Meta Chief AI scientist Yann LeCun launched the JEPA (Joint Embedding Predictive Architectures) model architecture in 2022.The following year, an “I-JEPA” image prediction model was developed based on the JEPA architecture, and a new model called “V-JEPA"ofVideo Prediction Model.
It is reported that the relevant JEPA architecture and I-JEPA/V-JPA models focus on "predictive ability", claiming that they can use abstraction to efficiently predict and generate the obscured parts of images/videos in a "human-understandable" way.
IT Home noticed that the researchers used a series of specific masked videos to train the I-JEPA/V-JEPA model.

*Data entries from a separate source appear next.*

PR #1220, opened 2020-02-02
Fix MIDI In not working under Windows

### LINKED ISSUE #999: MIDI-in on Windows not working
See comments on https://www.msx.org/forum/msx-talk/general-discussion/converting-cx5m-cassettes-cas-format?page=4 and https://www.msx.org/forum/msx-talk/general-discussion/converting-cx5m-cassettes-cas-format?page=5

The user plugged in a MIDI keyboard to the MIDI-in, but it wasn't working.

ValleyBell:
Formerly: Fix deadlock when plugging Windows MIDI-In device

When plugging a MIDI Input device into the MSX via
`plug msx-midi-in midi-in-0`
then the emulator will freeze under Windows.

What happens is:
- The main thread creates a worker thread in `MidiInWindows::plugHelper()`.
- The worker thread `MidiInWindows::run()` runs and calls `threadIdCond.notify_all();` before the main thread continues.
- The main thread eventually calls `threadIdCond.wait(threadIdLock);`, but the worker thread already issued the signal before the main thread started waiting for it, creating a deadlock.

Creating the thread while `threadIdMutex` is locked resolves the issue. (first commit)
The bug was introduced with ad85714b24a9c27fb23a5f60cc990e2ba847bec5.

Also, `midiInStart` was never called, thus it never started receiving events. (fixed by second commit)

fixes #999

### DIFF
--- a/src/serial/MidiInWindows.cc
+++ b/src/serial/MidiInWindows.cc
@@ -63,10 +63,10 @@ void MidiInWindows::plugHelper(Connector& connector_, EmuTime::param /*time*/)
 
 	setConnector(&connector_); // base class will do this in a moment,
 	                           // but thread already needs it
-	thread = std::thread([this]() { run(); });
 
 	{
 		std::unique_lock<std::mutex> threadIdLock(threadIdMutex);
+		thread = std::thread([this]() { run(); });
 		threadIdCond.wait(threadIdLock);
 	}
 	{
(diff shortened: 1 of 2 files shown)


m9710797:
I couldn't compile/test this myself. But the fix seems plausible.
Thanks a lot!

PR #1223, opened 2020-02-07
fix Windows MIDI output

ValleyBell:
Windows MIDI used a custom MIDI byte stream parser, which failed to
handle the "running status" correctly.
This bug is fixed by using the parser from MidiOutDevice. It also
greatly simplifies the Windows MIDI logic.


m9710797:
I couldn't compiler nor test this myself. But I trust you did.
Also it's a very nice cleanup.
Thanks!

The researchers required the model to use an "abstract method" to fill in the missing content in the video, so that the model can learn the scene during the filling and further predict future events or actions, thereby achieving a deeper understanding of the world.
▲ Image source: Meta official press release (the same below)

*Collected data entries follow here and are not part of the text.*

PR #1230, opened 2020-02-28
Added icon/button to reverse bar for viewonlymode

FiXato:
This clickable icon to the right of the reverse bar will display the current 'reverse viewonlymode' status, and allow you to toggle between both states.

This change is part of my suggestion to a discussion on https://www.msx.org/forum/msx-talk/openmsx/how-to-avoidstop-video-recording#comment-375527. 

While this change doesn't change the default setting of `reverse viewonlymode` from `false` to `true`, it at least provides a visual indication of its current state.

The icons are quick images created in Inkscape as SVG, and exported to PNG, and could probably be decreased in size, though I also don't mind them being replaced by something else; I just didn't feel like looking for images that suit the project's license.
Source SVGs can also be added if desired.

I wasn't sure how to implement these icons in a way that they actually support different skins either, so suggestions for that are welcome too.


FiXato:
### Relevant screenshots
**`reverse viewonlymode false`** 
image

**`reverse viewonlymode true`** 
image

MBilderbeek:
So, do you think the extra icon is necessary? The color of the reverse bar also already indicates the viewonly status, as you can see in these screenshots.

MBilderbeek:
Ah wait, it's not an indicator, it's a way to switch view only mode.

Would be quite a change of defaults. I'm very used to be able to reverse to fix mistakes.
So changing to default 'viewonly mode true' is quite a backwards incompatible change. But it may still be worth it. What do you think @m9710797?

m9710797:
I like this idea.

I can understand the pain of people loosing work by accidentally clicking in the reverse-bar. It never happened to me, but I also rarely use MSX software that uses the mouse.
We already have a solution/workaround for this: either disable the reverse bar (or even the whole reverse feature) or put replay in view-only mode. But apparently not many people are aware of these solutions.
This patch helps a lot in the 'discoverability' of view-only mode. I like it.

Now about the default value for view-only mode. Personally I'd use viewonly=false, but I don't know if that's also the best default for other users. Maybe we could make view-only mode a persistent setting (I mean so that it's kept when you exit/restart openMSX, currently openMSX always starts with viewonly=false). Then users only have to pick their preferred value once and we have to worry less about the best default value.

FiXato:
@MBilderbeek wrote:
> So, do you think the extra icon is necessary? The color of the reverse bar also already indicates the viewonly status, as you can see in these screenshots.

To be honest, I hadn't actually noticed the colour change in the bar. Well, I notice it changes colour between 'replaying' and 'recording' (which is what is primarily displayed in the screenshot)

But while **replaying with `viewonlymode=true`:**
image

versus **replaying with `viewonlymode=true`:**
image

you'd have to know that seagreen is when it's 'locked' and blue is 'unlocked', and I can't say I ever noticed nor realised that difference. :)

While it is at the end of the reverse and thus recording rather than replaying, there actually is no such colour difference (though I guess that theoretically it doesn't apply while it isn't replaying anyway).
**`viewonlymode=true` while recording:**
image

**`viewonlymode=false` while recording:**
image


Now as for the defaults, I'm also quite used to it being 'unlocked' by default, but I definitely can see the frustration from people who aren't interested in the reverse feature, and 'just want to play a game'.

On the one hand the current defaults allow for discoverability of an (imho quite handy) feature they perhaps otherwise wouldn't be aware of.
On the other hand it's quite a unique and thus not easily recognised feature by non-power users, especially those that are just looking for a semi-authentic quick-fix of MSX nostalgia, which apparently can cause frustration.

I think that adding an icon/button such as this, combined with setting the default to `viewonlymode=true` (locked), and @m9710797's suggestion of making that setting persistent, would be a worthwhile compromise.

We'd still have the discoverability of the reverse bar being visible and clickable, but those unfamiliar with it will at least not as easily lose progress accidentally. Power users will know how to re-enable it anyway, and having a (recognisable?) visible persistent toggle should make it easy enough for those that aren't.

Two more notes:

1. might it be an idea to automatically set viewonlymode=true when a virtual mouse is connected to the emulated machine, as it seems you can't really interact with a mouse on the reverse bar anyway without truncating? If a power user needs to truncate after interacting with the reverse bar, they can just bind `reverse truncatereplay` to a key?

2. Do settings start off as set? Or do they also have an unset state?
If they have an unset state, we could actually detect that they are still default, and pop up a short OSD wizard perhaps that runs the users through the most common/impactful settings (auto-enable reverse and/or its bar, setting viewonlymode, accuracy, resampler, scalefactor, scale algorithm, etc) on first run?
Or perhaps introduce a wizard.has_run boolean (or perhaps even version, so new wizard options can still be introduced to the user at a later point?) setting which is set once the wizard has run?
To be as little in the way of users familiar with openMSX, it should of course be possible to accept all current/default settings right from the start.
If the idea of a wizard is interesting, I can open a separate issue for it in which we could discuss this in more detail.

FiXato:
Also, would it perhaps be a good idea to ask for further input here from the users at https://www.msx.org/forum/msx-talk/openmsx/how-to-avoidstop-video-recording who actually have issues with the current defaults?

MBilderbeek:
My  main doubt: the whole value of the reverse feature in gaming is that you can redo parts of games where you made a mistake. For that the viewonly mode needs to be off. So, by turning viewonly ON by default, actually renders the main use case inoperable... Wouldn't it then be better to turn off the whole feature by default?

FiXato:
Sure it is a big part of it, but I wouldn't call it the whole value; after all, it's also very useful for recording the entire replay or just parts of it.
While playing games such as RPGs, it can also be used to quick look back at conversation to for instance see if you missed a hint, without having to walk all the way back.
Or for instance when watching a demo, to rewind a bit to watch a specific section again.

The researchers said this training method allows the model to focus on the high-level concepts of the film, rather than "getting bogged down in details that are not important for downstream tasks."The researchers gave an example: "When humans watch a video containing trees, they don't particularly care about the movement of leaves." Therefore, the model using this abstract concept is more efficient than competing products in the industry..
The researchers also mentioned that V-JEPA uses a design structure called "Frozen Evaluations", which means that "the core part of the model will not change after pre-training", so only a small specialized layer needs to be added to the model to adapt to new tasks, making it more universal.